3. Use a greedy algorithm to recommend the most suitable course for a specific student

1. Method definition:
- `recommendBestCourse` is a static method that receives a `Scanner` object for user input, and `StudentService` and `CourseService` service layer objects for obtaining student and course information.

2. User input processing:
- The program first prompts the user to enter a student ID and then uses the Scanner object to read the input value.
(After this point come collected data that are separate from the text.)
PR #2356, opened 2023-08-15
[Fix] Fix random color for Palette

irexyc:
The output for cv::kmeans is CV_32FC1, if doesn't reshpae c_mat, it will allocate new memory and the centers will all be zero.


RunningLeon (approved):
LGTM

PR #2392, opened 2023-08-31
fix mmdet export for coreml backend

irexyc:
## Motivation
fix mmdet export with pytorch 2.0

## Modification

add torch_alias


grimoire (approved):

RunningLeon (approved):
LGTM

PR #2426, opened 2023-09-12
fix img load for super-resolution in sdk

irexyc:
## Motivation

super-resolution task read images in rgb format 

https://github.com/open-mmlab/mmagic/blob/main/configs/srcnn/srcnn_x4k915_1xb16-1000k_div2k.py#L52-L66


RunningLeon (approved):
LGTM

AllentDan (approved):

PR #2443, opened 2023-09-18
CodeCamp2023-555

Boomerl:

## Motivation

support condinst instance segmentation algorithm from mmdet.

## Modification

## BC-breaking (Optional)

## Use cases (Optional)

## Checklist


mmdeploy/codebase/mmdet/models/dense_heads/condinst_head.py
```diff
@@ -0,0 +1,359 @@
...
+            points,
+            strides,
+            max_output_boxes_per_class,
+            iou_threshold,
+            score_threshold,
+            pre_top_k,
+            keep_top_k,
+            nms_type,
+        )
+
```
RunningLeon, line 115: we need to return output in `torch.Tensor` type, not InstanceData.

Boomerl: I will modify it soon.

configs/mmdet/instance-seg/instance-seg_condinst_tensorrt_dynamic-320x320-1344x1344.py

3. Student Information Acquisition:
- Use the `studentService.getStudentById(studentID)` method to get student information based on the student ID. If the student does not exist, print a prompt message and end the method execution.

4. Get the course list:
- Call `courseService.listAllCourses()` to get a list of all available courses. If there is no course information, print a prompt message and end the method execution.

5. Recommendation logic:
- Use the greedy algorithm to recommend the most suitable course for the student by calling the `findBestCourse` method.

6. Greedy algorithm implementation:
- The `findBestCourse` method iterates over all courses and calculates a score for each course through the `calculateCourseScore` method. The course with the highest score is selected as the best recommendation.

7. Score calculation:
- The `calculateCourseScore` method defines the logic for calculating the course score. In this example, the score is based on two factors: the number of credits for the course and whether the student has taken the course. The higher the number of credits, the higher the score, and if the student has not taken the course, additional points are added.

8. Recommendation result output:
- If the best course is found, print out the course name, course ID and credit information. If there is no suitable course, print out the corresponding prompt information.